Hepatitis is actually a number of diseases, each with its own distinct symptoms and causes which mainly seem to target the liver. The classifications of hepatitis are Hepatitis A, B, C, D and E. The symptoms range, but the most common are sudden evidence of substantial weight loss, internal issues (e.g., vomiting, diarrhea, nausea), rashes, stomach pains and a temporary illness that strongly resembles a cold or the flu. Jaundice is another common symptom.

Causes of Hepatitis

The possible causes of hepatitis are different for each particular variation.

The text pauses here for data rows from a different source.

Issue #1187, opened 2018-06-13
Vulkan BufferCache capacity too small for some games


Parovozik:
Tested on (https://github.com/xenia-project/xenia/commit/2314f25fb7252bb9054fd7c863e1a57bee90282d)
Missing graphics for some games will repaired if increase buffer from default '256' to '512'
Source: xenia-gpu-vulkan vulkan_command_processor.cc
`33 constexpr size_t kDefaultBufferCacheCapacity = 256 * 1024 * 1024;`
`33 constexpr size_t kDefaultBufferCacheCapacity = 512 * 1024 * 1024;`
Maybe the root of the problem is elsewhere, but it gives an effect (as an option it can be added as an option in the emulator settings.) :yum: 
# Screenshots:
![bandicam 2018-06-13 15-53-10-046](https://user-images.githubusercontent.com/19775644/41354823-a0d35bc2-6f28-11e8-9b6e-24ea3100594f.jpg)
![bandicam 2018-06-13 15-57-57-675](https://user-images.githubusercontent.com/19775644/41354826-a3b46d18-6f28-11e8-815f-1dda22ecf642.jpg)
![bandicam 2018-06-13 15-53-16-866](https://user-images.githubusercontent.com/19775644/41354856-b8789b2a-6f28-11e8-8916-5659c52def5c.jpg)
![bandicam 2018-06-13 15-58-05-430](https://user-images.githubusercontent.com/19775644/41354836-a9df8a7e-6f28-11e8-96ea-b9e4a9b505d1.jpg)
![bandicam 2018-06-13 15-54-44-572](https://user-images.githubusercontent.com/19775644/41354878-c94d062a-6f28-11e8-801c-287a30cbbab1.jpg)
![bandicam 2018-06-13 15-59-44-143](https://user-images.githubusercontent.com/19775644/41354883-cc1efe4e-6f28-11e8-80a6-eced7355cc61.jpg)

zemzema:
@Parovozik, which software did you use for statistic in top left corner?

Razzile:
@zemzema I believe that is the afterburner overlay. not 100% sure though

Parovozik:
@zemzema  MSI Afterburner + RTSS (all included to AB installer)

Parovozik:
[...]

Issue #745, opened 2017-07-02
Cant launch program


pkmnlovr74:
it says I am missing VCRUNTIME140.dll and MSVCP140.dll and the program cant launch, I forget how to get those, can you tell me?

pkmnlovr74:
I have solved that problem, but not I cant "create real GL context" help

Margen67:
What are the specs of your PC? (CPU, GPU, etc.)

PR #1192, opened 2018-06-20
Update Vulkan BufferCache Capacity

allens39:
Should fix missing graphics in issues #1187, #123, and #745

### DIFF
--- a/src/xenia/gpu/vulkan/vulkan_command_processor.cc
+++ b/src/xenia/gpu/vulkan/vulkan_command_processor.cc
@@ -30,7 +30,7 @@ namespace vulkan {
 using namespace xe::gpu::xenos;
 using xe::ui::vulkan::CheckResult;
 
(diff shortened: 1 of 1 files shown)


gibbed:
This will only hide whatever the issue actually is. The Xbox 360 only has 512MB of RAM, so having a buffer be 512MB is overkill.

allens39:
@gibbed where would the issue lie then? I also dont understand how having a buffer be the size of the xbox 360 ram would be an issue for an emulator trying to get it to work on PCs.

Irixion:
Wouldn't having a large buffer size improve performance anyhow? What of having it as a temporary workaround?

gibbed:
@allens39 The issue lies in that a real 360 wouldn't be able to exhibit the behavior games are doing currently if increasing the buffer size is improving it, so the underlying issue needs to be researched and understood instead of mitigating the issue without understanding it.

Hepatitis A, for example, has been traced to the ingestion of human waste, i.e. fecal matter, usually via contaminated food or water. Hepatitis A can also be transmitted through physical contact (and not just sexual contact).

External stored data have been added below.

PR #1194, opened 2018-06-22
Shim Conversion for xam_ui.cc

allens39:


x1nixmzeng:
You've included another fix in the PR - was that intentional? If f2f0aa0 should be separate it can be reviewed properly

Jeremy517:
He reverted that change, but he needs to squash the three commits into one so the history doesn't get polluted

src/xenia/kernel/xam/xam_ui.cc
```diff
@@ -23,11 +23,11 @@ namespace xam {
 
 std::atomic<int> xam_dialogs_shown_ = {0};
 
-SHIM_CALL XamIsUIActive_shim(PPCContext* ppc_context,
-                             KernelState* kernel_state) {
+dword_result_t XamIsUIActive() {
   XELOGD("XamIsUIActive()");
```
DrChat: This logging line can die.

src/xenia/kernel/xam/xam_ui.cc
```diff
@@ -318,19 +307,16 @@ dword_result_t XamShowDeviceSelectorUI(dword_t user_index, dword_t content_type,
 }
 DECLARE_XAM_EXPORT(XamShowDeviceSelectorUI, ExportTag::kImplemented);
 
-SHIM_CALL XamShowDirtyDiscErrorUI_shim(PPCContext* ppc_context,
-                                       KernelState* kernel_state) {
-  uint32_t user_index = SHIM_GET_ARG_32(0);
-
+dword_result_t XamShowDirtyDiscErrorUI(dword_t user_index) {
   XELOGD("XamShowDirtyDiscErrorUI(%d)", user_index);
```
DrChat: Ditto.

src/xenia/kernel/xam/xam_ui.cc
```diff
@@ -121,16 +108,16 @@ SHIM_CALL XamShowMessageBoxUI_shim(PPCContext* ppc_context,
   XELOGD(
```
DrChat: Ditto.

Hepatitis B and C are transferred via the blood or body fluids containing blood. Transmission can occur through the sharing of infected needles, from a mother to a newborn child at birth and via unprotected sex, among other things.

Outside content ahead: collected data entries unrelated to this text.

PR #1226, opened 2018-10-11
[JIT] stmw/lmw

chris-hawley:
This fixes sonic adventures so it is now playable

### DIFF
--- a/src/xenia/cpu/ppc/ppc_emit_memory.cc
+++ b/src/xenia/cpu/ppc/ppc_emit_memory.cc
@@ -9,11 +9,10 @@
 
 #include "xenia/cpu/ppc/ppc_emit-private.h"
 
+#include <stddef.h>
 #include "xenia/base/assert.h"
 #include "xenia/cpu/ppc/ppc_context.h"
 #include "xenia/cpu/ppc/ppc_hir_builder.h"
-
-#include <stddef.h>
 
 namespace xe {
 namespace cpu {
@@ -504,10 +503,26 @@ int InstrEmit_stw(PPCHIRBuilder& f, const InstrData& i) {
   } else {
     b = f.LoadGPR(i.D.RA);
   }
-
   Value* offset = f.LoadConstantInt64(XEEXTS16(i.D.DS));
   f.StoreOffset(b, offset,
                 f.ByteSwap(f.Truncate(f.LoadGPR(i.D.RT), INT32_TYPE)));
+
+  return 0;
+}
+
+int InstrEmit_stmw(PPCHIRBuilder& f, const InstrData& i) {
+  Value* b;
+  if (i.D.RA == 0) {
+    b = f.LoadZeroInt64();
+  } else {
+    b = f.LoadGPR(i.D.RA);
+  }
+
+  for (uint32_t j = 0; j < 32 - i.D.RT; ++j) {
+    Value* offset = f.LoadConstantInt64(XEEXTS16(i.D.DS) + j * 4);
+    f.StoreOffset(b, offset,
+                  f.ByteSwap(f.Truncate(f.LoadGPR(i.D.RT + j), INT32_TYPE)));
+  }
   return 0;
 }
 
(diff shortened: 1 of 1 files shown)


src/xenia/cpu/ppc/ppc_emit_memory.cc
```diff
@@ -511,6 +511,23 @@ int InstrEmit_stw(PPCHIRBuilder& f, const InstrData& i) {
...
+
+  for (uint32_t j = 0; j < 32 - i.D.DS; ++j) {
+    if (i.D.RA == 0) {
+      b = f.LoadZeroInt64();
+    } else {
+      b = f.LoadGPR(i.D.RA + j);
+    }
+    Value* offset = f.LoadConstantInt64(XEEXTS16(i.D.DS + 4 * j));
+    f.StoreOffset(b, offset,
+                  f.ByteSwap(f.Truncate(f.LoadGPR(i.D.RA + j), INT32_TYPE)));
```
Triang3l: It's RS (Register Source), not RA (Register Address). RA contains the address where to save the register to.

src/xenia/cpu/ppc/ppc_emit_memory.cc
```diff
@@ -674,13 +691,19 @@ int InstrEmit_stdbrx(PPCHIRBuilder& f, const InstrData& i) {
...
 int InstrEmit_lmw(PPCHIRBuilder& f, const InstrData& i) {
-  XEINSTRNOTIMPLEMENTED();
-  return 1;
-}
+  Value* b;
 
-int InstrEmit_stmw(PPCHIRBuilder& f, const InstrData& i) {
-  XEINSTRNOTIMPLEMENTED();
-  return 1;
+  for (uint32_t j = 0; j < 32 - i.D.RT; ++j) {
```
Triang3l: `if (i.DS.RT + j == i.DS.RA) { continue; }`, according to the example with -1 and the comment about `lm` on POWER in the documentation? But I'm not sure about this.

src/xenia/cpu/ppc/ppc_emit_memory.cc
Triang3l: It's weird that in the syntax in the documentation, RT (Register Target) is listed, but later, it's RS everywhere. But semantically RS is more correct here.

Triang3l:
By the way, while not really necessary maybe, commit messages are prefixed with the name of the subsystem, such as [CPU] in this case.

src/xenia/cpu/ppc/ppc_emit_memory.cc
```diff
@@ -511,6 +511,23 @@ int InstrEmit_stw(PPCHIRBuilder& f, const InstrData& i) {
   return 0;
 }
 
+int InstrEmit_stmw(PPCHIRBuilder& f, const InstrData& i) {
+  Value* b;
+
+  for (uint32_t j = 0; j < 32 - i.D.DS; ++j) {
```
Triang3l: It's RS here too, not DS, DS is the offset to apply to the address.

src/xenia/cpu/ppc/ppc_emit_memory.cc
chris-hawley: The second part of the if statement satisfies the condition of that example. if we try to load something from GPR 30 into GPR 30, it will not actually have an effect. However, your suggested change is an optimization to this process.

src/xenia/cpu/ppc/ppc_emit_memory.cc
chris-hawley: it appears as though RS is being put in RA for these instructions.

chris-hawley: this appears to be correct. To verify that just the presence of these functions (ie not forcing xenia to exit immediately) was not the reason for the game getting past frame 1, I just had the functions do nothing. it crashed same as before. It appears as if the functions are actually written correctly otherwise crashing would occur.

Triang3l: Maybe it's in RT actually, but will check by disassembling and matching with the values in the instruction.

Is Hepatitis Life Threatening?

Hepatitis can be a life-threatening illness, but not in every form. For example, Hepatitis C, one of the more feared variations, can possibly result in many issues that may be fatal. Hepatitis C has been known to lead to liver cancer, as well as cirrhosis of the liver. On the other hand, Hepatitis A is not only not life threatening, but in most cases, it is curable within a few short weeks.

What is the Treatment for Hepatitis?

Hepatitis treatment also depends upon the variation. Each version has its own treatment, depending upon the severity of the case in question. Regardless of which version an individual might contract, the earlier that one seeks medical attention, the more effective the treatment and the long-term effects of said treatment will be.

Is there a Vaccine for Hepatitis?

Hepatitis A and Hepatitis B both have vaccinations. These are generally required for school children in most Western countries at a very early age. There are some countries, however, that do not require or offer Hepatitis vaccinations in any form. Most countries will, however, require proof of vaccination before admitting visitors or tourists. For Hepatitis C, Hepatitis D and Hepatitis E, there are no current vaccinations available. Fortunately, the FDA is currently testing potential vaccinations for these variations.